# Announcement: Alpha ‘国甲’(Type A)’s official English name. Winner……



## Hai Yan Zhuang (Mar 22, 2010)

*
‘Alpha’!!!!!
*
Announcement: Finally we get the new official name of ‘国甲’(Type A). It is ‘Alpha’!!!!!

Haiyan's cube-Haiyan and Haiyan's cube-memory belongs to Alpha,but we will never change 
the name of Haiyan's cube.

Thanks for so many friends give us so beautiful a name. Actually this great name is determined 
by you, by every cuber.

The winner is Innocence and Joey! I have sent some gifts to Joey. When the official version
of Haiyan’s cube-memroy released, I will send Joey more cube.

Innocence, please contact me. I will give you two Haiyan’s cube-memroy, two Haiyan’s cube.Aplha II and Alpha 5.

Please help us to change the name of type A to Alpha in your shop. I'd appreciate it. We will product a 
new packing box with Alpha write on it. The cube shop who is sailing the type A now, please contact me. 
I will supply the new packing for free.
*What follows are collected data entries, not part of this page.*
PR #572, opened 2024-12-20
support all non exportable google workspace docs

milovate:
### Q/A checklist

```bash
poetry lock --no-update
```
- [x] Run tests 
```bash
```
```bash
```
```bash

```
```python
def my_function():
    import pandas as pd
    ...
```

### Legal Boilerplate

### DIFF
--- a/daras_ai_v2/gdrive_downloader.py
+++ b/daras_ai_v2/gdrive_downloader.py
@@ -1,5 +1,5 @@
 import io
-
+import mimetypes
 from furl import furl
 import requests
 
@@ -73,8 +73,13 @@ def gdrive_download(f: furl, mime_type: str, export_links: dict) -> tuple[bytes,
 
     if f.host != "drive.google.com":
         # export google docs to appropriate type
-        export_mime_type, _ = docs_export_mimetype(f)
-        if f_url_export := export_links.get(export_mime_type, None):
+        export_mime_type, _, is_google_workspace_doc = docs_export_mimetype(
+            f, mime_type
+        )
+
+        if is_google_workspace_doc and (
+            f_url_export := export_links.get(export_mime_type, None)
+        ):
             r = requests.get(f_url_export)
             file_bytes = r.content
             raise_for_status(r, is_user_url=True)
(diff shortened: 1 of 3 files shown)


devxpy (commented):
I think we dont need the docs_export_mimetype we can just have a conversion dict that maps  the supported_mimetypes to their respective export mime type.

Then just lookup the available mimetypes in exportLinks

daras_ai_v2/gdrive_downloader.py
```diff
@@ -71,9 +73,16 @@ def gdrive_download(f: furl, mime_type: str, export_links: dict) -> tuple[bytes,
     # get metadata
     service = discovery.build("drive", "v3")
 
+    docs_export_mimetype = {
```
devxpy, line 76: make this a top level const please

devxpy (approved):

daras_ai_v2/gdrive_downloader.py
```diff
@@ -62,7 +62,9 @@ def gdrive_list_urls_of_files_in_folder(f: furl, max_depth: int = 4) -> list[str
     return filter(None, urls)
 
 
-def gdrive_download(f: furl, mime_type: str, export_links: dict) -> tuple[bytes, str]:
+def gdrive_download(
+    f: furl, mime_type: str, export_links: dict = {}
```
devxpy, line 66: image

devxpy (approved):

devxpy:
update type definition in `FileMetadata` and remove __init__

```py
class FileMetadata(models.Model):
    name = models.TextField(default="", blank=True)
    etag = models.CharField(max_length=255, null=True)
    mime_type = models.CharField(max_length=255, default="", blank=True)
    total_bytes = models.PositiveIntegerField(default=0, blank=True)

    export_links: dict[str, str] | None = None
```

daras_ai_v2/gdrive_downloader.py
```diff
@@ -1,12 +1,19 @@
...
-
+import typing
 from furl import furl
 import requests
 
 from daras_ai_v2.exceptions import UserError
 from daras_ai_v2.functional import flatmap_parallel
 from daras_ai_v2.exceptions import raise_for_status
 
+docs_export_mimetype = {
```
devxpy, line 10: `DOCS_EXPORT_MIMETYPES`

devxpy:
LGTM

It is also free shipping.
Since we have registered the official name Alpha, please help us give it a correct name.

I'm much obliged to everybady for helping us.


----------



## AndyRoo789 (Mar 22, 2010)

Alpha... Cool


----------



## 99aceofspades99 (Mar 22, 2010)

thats what I voted for!


----------



## deepSubDiver (Mar 22, 2010)

Alpha sounds great, good choice!
Will the packaging of the cubes be in English?


----------



## Daniel Que (Mar 22, 2010)

"I use an Alpha Cube."
Could be misheard as "I'll fac u... be..."
(I know this because if my first name was Alpha [for some strange reason] then that's what it would sound like when put together with my last.)

Cool name anyway, and good job Joey and Innocence, for thinking of the name (before anyone else did) and taking the prize.


----------



## Hai Yan Zhuang (Mar 22, 2010)

deepSubDiver said:


> Alpha sounds great, good choice!
> Will the packaging of the cubes be in English?
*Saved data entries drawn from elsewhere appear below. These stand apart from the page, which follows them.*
PR #585, opened 2025-01-08
move handles from appuser to workspace (with fallback)

nikochiko:
### Q/A checklist

```bash
poetry lock --no-update
```
- [x] Run tests 
```bash
```
```bash
```
```bash

```
```python
def my_function():
    import pandas as pd
    ...
```

### Legal Boilerplate


handles/models.py
```diff
@@ -118,14 +119,25 @@ class Meta:
...
 
-    def clean(self):
+    def _validate_exclusive(self):
+        if (
+            self.has_workspace
+            and self.has_user
+            and self.workspace.created_by_id == self.user.id
+        ):
+            # TODO: remove this once all handles are migrated
+            return
```
nikochiko, line 129: to handle an in-between state where the same handle can be attached to a personal workspace & its user. won't be needed after `cleanup_handles()` is run in the script

devxpy:
missed?
https://github.com/GooeyAI/gooey-server/blob/bd355fab98f67350ef6585fd96c9c7583eb3c3eb/workspaces/views.py#L468

routers/root.py
```diff
@@ -643,10 +643,17 @@ def recipe_or_handle_or_static(
...
+        user = handle.user
+    else:
+        user = None
+
+    if user:
         with page_wrapper(request):
-            user_profile_page(request, handle.user)
-        return dict(meta=get_meta_tags_for_profile(handle.user))
+            user_profile_page(request, user)
+        return dict(meta=get_meta_tags_for_profile(user))
```
devxpy, line 656: pass handle into get_meta_tags_for_profile directly instead of doing a 2x lookup

routers/account.py
```diff
@@ -329,11 +329,11 @@ def _render_run(pr: PublishedRun):
         return
 
     if workspace.is_personal:
-        if request.user.handle:
+        if handle := request.user.get_handle():
```
devxpy, line 332: this should be workspace.handle

nikochiko: done

routers/root.py
nikochiko: done

nikochiko:
thanks, fixed.

devxpy (approved):

app_users/models.py
```diff
@@ -248,6 +250,12 @@ def cached_workspaces(self) -> list["Workspace"]:
             ).order_by("-is_personal", "-created_at")
         ) or [self.get_or_create_personal_workspace()[0]]
 
+    def get_handle(self) -> Handle | None:
+        if self.handle:
+            return self.handle
+        workspace, _ = self.get_or_create_personal_workspace()
+        return workspace.handle
```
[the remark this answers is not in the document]
devxpy: Yeah sounds good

Yes. the packaging of the cubes will be in English.


----------



## Innocence (Mar 22, 2010)

> Cool name anyway, and good job Joey and Innocence, for thinking of the name (before anyone else did) and taking the prize.



I don't really know which way to take that.
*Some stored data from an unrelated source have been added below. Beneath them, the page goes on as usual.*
PR #593, opened 2025-01-16
show last ran time instead of updated_at always

anish-work:
### Q/A checklist

```bash
poetry lock --no-update
```
- [x] Run tests 
```bash
```
```bash
```
```bash

```
```python
def my_function():
    import pandas as pd
    ...
```

### Legal Boilerplate

### DIFF
--- a/daras_ai_v2/base.py
+++ b/daras_ai_v2/base.py
@@ -358,11 +358,7 @@ class BasePage:
                     with gui.nav_item(url, active=tab == self.tab):
                         gui.html(tab.title)
 
-            if (
-                self.current_pr
-                and not self.current_pr.is_root()
-                and self.tab == RecipeTabs.run
-            ):
+            if self.current_pr and self.tab == RecipeTabs.run:
                 with gui.div(
                     className="container-margin-reset d-none d-md-block",
                     style=dict(
@@ -490,8 +486,17 @@ class BasePage:
             gui.html("Unpublished changes")
 
     def _render_saved_timestamp(self, pr: PublishedRun):
+        last_run_at = gui.session_state.get(
+            StateKeys.updated_at, datetime.datetime.today()
+        )
+
+        if isinstance(last_run_at, str):
+            last_run_at = datetime.datetime.fromisoformat(last_run_at)
+
         with gui.tag("span", className="text-muted"):
-            gui.write(f"{get_relative_time(pr.updated_at)}")
+            gui.write(
+                f"{get_relative_time(pr.updated_at if pr.is_root() else last_run_at)}"
+            )
 
     def _render_options_button_with_dialog(self):
         ref = gui.use_alert_dialog(key="options-modal")
--- a/daras_ai_v2/base.py
+++ b/daras_ai_v2/base.py
@@ -358,7 +358,7 @@ class BasePage:
                     with gui.nav_item(url, active=tab == self.tab):
                         gui.html(tab.title)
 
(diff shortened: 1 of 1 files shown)


daras_ai_v2/base.py
```diff
@@ -490,8 +486,17 @@ def _render_unpublished_changes_indicator(self):
...
+            StateKeys.updated_at, datetime.datetime.today()
+        )
+
+        if isinstance(last_run_at, str):
+            last_run_at = datetime.datetime.fromisoformat(last_run_at)
+
         with gui.tag("span", className="text-muted"):
-            gui.write(f"{get_relative_time(pr.updated_at)}")
+            gui.write(
+                f"{get_relative_time(pr.updated_at if pr.is_root() else last_run_at)}"
```
devxpy, line 498: you wanna show the published run last updated_at time on the published run root, and show the saved run updated_at time on a saved run

daras_ai_v2/base.py
```diff
@@ -358,11 +358,7 @@ def render(self):
                     with gui.nav_item(url, active=tab == self.tab):
                         gui.html(tab.title)
 
-            if (
-                self.current_pr
-                and not self.current_pr.is_root()
-                and self.tab == RecipeTabs.run
-            ):
+            if self.current_pr and self.tab == RecipeTabs.run:
                 with gui.div(
```
devxpy, line 362: probably push this div inside render_saved_timestamp?

daras_ai_v2/base.py
```diff
@@ -490,8 +486,17 @@ def _render_unpublished_changes_indicator(self):
             gui.html("Unpublished changes")
 
     def _render_saved_timestamp(self, pr: PublishedRun):
```
devxpy, line 488: use the current_sr / current_pr here instead of passing down the pr and using statekeys.updated_at

daras_ai_v2/base.py
anish-work: There is specific styling to this div, which is relative to the parent. We won't need to always absolutely place the saved timestamp. imo @devxpy

devxpy: ok - in that case you should pull the component out of this class too!

anish-work: @devxpy I moved the div inside the fn, after lookig at other function I think you are right. Apologies for the dealy

daras_ai_v2/base.py
```diff
@@ -489,9 +475,22 @@ def _render_unpublished_changes_indicator(self):
...
+                    top="50%",
+                    right="0",
+                    transform="translateY(-50%)",
+                ),
+            ):
+                show_last_saved = pr.saved_run == sr or pr.is_root()
+                with gui.tag("span", className="text-muted"):
+                    gui.write(
+                        f"{get_relative_time(pr.updated_at if show_last_saved else sr.updated_at)}"
+                    )
```
devxpy, line 493:
```py
def _render_saved_timestamp(self):
    if not (self.current_pr and self.tab == RecipeTabs.run):
		return
    if pr.saved_run_id == sr.id or pr.is_root():
		dt = pr.updated_at
	else:
		dt = sr.updated_at
    with gui.div(
        className="container-margin-reset d-none d-md-block",
        style=dict(
            position="absolute",
            top="50%",
            right="0",
            transform="translateY(-50%)",
        ),
    ), gui.tag("span", className="text-muted"):
        gui.write(get_relative_time(dt))
```

devxpy (approved):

Hai Yan, I'll send you a PM very soon.


----------



## joey (Mar 22, 2010)

I just realised.. we can shorten Alpha.. to Type A 

anyway, I'm glad it changed to something I think is "sensible".

and yay more cubes


----------



## Innocence (Mar 22, 2010)

joey said:


> I just realised.. we can shorten Alpha.. to Type A
> 
> anyway, I'm glad it changed to something I think is "sensible".
> 
> and yay more cubes



A little slow on the uptake there. .

anyway, hi 5! We is teh winners.


----------



## r_517 (Mar 22, 2010)

ALPHA FTW


----------



## Dfgged (Mar 22, 2010)

YAY this is the name I voted for!!! My main speedcube is an Alpha 5!!!


----------



## daniel0731ex (Mar 22, 2010)

the reason i voted for alpha is because the greek letter is "A", so we could still refer them as "A5", "AV", etc.

congrats to the weaners!!


----------



## Edward (Mar 22, 2010)

Yay, and we can still call it Type A (A for alpha :3)


----------



## Radu (Mar 22, 2010)

Good luck Haiyan in developing this cubes further!


----------



## Hai Yan Zhuang (Mar 23, 2010)

pablobaluba said:


> Good luck Haiyan in developing this cubes further!


Thank you very much.


----------



## Hai Yan Zhuang (Mar 23, 2010)

Edward said:


> Yay, and we can still call it Type A (A for alpha :3)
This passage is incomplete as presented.